▶ [Try it]: Count, in the entries, the lines with "return". Answer with the number only.

▶ [The input]:
PR #1666, opened 2020-04-17
Remove dead code

eric-wieser:
The C++ standard mandates that `new T ` can never return NULL.
If an allocation fails, it must throw `std::bad_alloc`.

The only way `new` can return NULL is in the case `new (std::nothrow) T`, which we do not use.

▶ [Problem solution]: 2